Memers are making deepfakes, and things are getting weird - jpindar
https://www.technologyreview.com/2020/08/28/1007746/ai-deepfakes-memes/
======
echelon
Deep Fakes are merely the next iteration of Photoshop. Before the 90's, faking
photographs required extremely labor intensive processes performed by experts.
Multiple exposure tricks, splicing, painting.

One could have expected that the development of Photoshop would have been
hailed as the end of trustworthy information, but instead we got memes and
photo manipulations such as [https://www.snopes.com/fact-check/shark-attacks-
navy-diver/](https://www.snopes.com/fact-check/shark-attacks-navy-diver/)

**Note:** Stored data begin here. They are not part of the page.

PR #47, opened 2018-08-07
Ins 105 make wallet domain proxy and factory

ivanshibitov:
**- What I did**
Add Base code for WalletDomain Proxy & Factory

### DIFF
--- a/genesis/example/wallet.go
+++ b/genesis/example/wallet.go
@@ -114,7 +114,7 @@ type walletDomainFactory struct {
 }
 
 func (wdf *walletDomainFactory) Create(parent object.Parent) (resolver.Proxy, error) {
-	proxy, err := newMemberDomainProxy(parent)
+	proxy, err := newWalletDomainProxy(parent)
 	if err != nil {
 		return nil, err
 	}
--- a/genesis/example/wallet.go
+++ b/genesis/example/wallet.go
@@ -26,7 +26,7 @@ import (
 	"github.com/insolar/insolar/genesis/model/resolver"
 )
 
-const WalletDomainName = "WaletDomain"
+const WalletDomainName = "WalletDomain"
 
 type WalletDomain interface {
 	domain.Domain
@@ -128,6 +128,7 @@ func (wdf *walletDomainFactory) Create(parent object.Parent) (resolver.Proxy, er
 }
 
 func (wdf *walletDomainFactory) GetParent() object.Parent {
+	// TODO: return real parent, fix tests
 	return nil
 }
 
--- a/genesis/example/wallet.go
+++ b/genesis/example/wallet.go
@@ -1,0 +1,142 @@
+/*
+ *    Copyright 2018 INS Ecosystem
+ *
+ *    Licensed under the Apache License, Version 2.0 (the "License");
+ *    you may not use this file except in compliance with the License.
+ *    You may obtain a copy of the License at
+ *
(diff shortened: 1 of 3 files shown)


genesis/example/wallet.go
```diff
@@ -0,0 +1,151 @@
...
+	record, err := wd.ChildStorage.Set(wallet)
+	if err != nil {
+		return "", err
+	}
+
+	return record, nil
+}
+
+func (wd *walletDomain) GetWallet(record string) (resolver.Proxy, error) {
+	wallet, err := wd.ChildStorage.Get(record)
```
megge-dream: Its better to use `wd.GetChild(record)`

genesis/example/wallet_test.go
```diff
@@ -0,0 +1,205 @@
...
+	_, err := newWalletDomain(nil)
+	assert.EqualError(t, err, "parent must not be nil")
+}
+
+func TestNewWalletDomain(t *testing.T) {
+	parent := &mockParent{}
+	proxy, err := newWalletDomain(parent)
+
+	assert.NoError(t, err)
+	assert.Equal(t, proxy,
```
megge-dream: In `assert.Equal` second param is expected value, and third - actual value. And fix indents (last should be at next line).

genesis/example/wallet_test.go
```diff
@@ -0,0 +1,205 @@
...
+
+func TestWalletDomain_GetClassID(t *testing.T) {
+	parent := &mockParent{}
+	wdomain, err := newWalletDomain(parent)
+
+	assert.NoError(t, err)
+	assert.Equal(t, class.WalletDomainID, wdomain.GetClassID())
+}
+
+func TestWalletDomain_GetWallet_NoShuchRecord(t *testing.T) {
```
megge-dream: May be _No**Such**Record_?

genesis/example/wallet.go
```diff
@@ -0,0 +1,151 @@
...
+	return &walletDomain{
+		BaseDomain: *domain.NewBaseDomain(parent, WalletDomainName),
+	}, nil
+}
+
+func (wd *walletDomain) GetClassID() string {
+	return class.WalletDomainID
+}
+
+func (wd *walletDomain) CreateWallet(fc factory.Factory) (string, error) {
```
megge-dream: Add comment to this method

genesis/example/wallet.go
```diff
@@ -0,0 +1,151 @@
...
+
+	record, err := wd.ChildStorage.Set(wallet)
+	if err != nil {
+		return "", err
+	}
+
+	return record, nil
+}
+
+func (wd *walletDomain) GetWallet(record string) (resolver.Proxy, error) {
```
megge-dream: Add comment to this method

genesis/example/wallet.go
LinnikD: In futher implementation you should pass member to this method

genesis/example/wallet.go
LinnikD: Do we really need GetWallet method? Can i get another person wallet and act with it?

ivanshibitov: I add comment to method in interface

genesis/example/wallet.go
ivanshibitov: I've already done it for interface method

I think Deep Fakes are good. They're going to breathe new life into media and
make it significantly easier to make films, music, and all kinds of art.

The public will come to understand AI-generated media as a part of daily life.
People are not _that_ stupid. The media (the only ones decrying this) need to
stop with the Luddite hysteria.

I've actually been quite involved with deep fakes and wrote a few pretty big
sites to help democratize the tech (the average person can't run Google colabs
and Python) :

[https://vo.codes](https://vo.codes) (over 40 celebrity and cartoon voices)

[https://trumped.com](https://trumped.com) (just Donald Trump)

I've already got a real time voice conversion software nearly finished. I can
do Discord/Team Speak and talk as Trump and Gilbert Gottfried.

I'll probably do the same for video soon.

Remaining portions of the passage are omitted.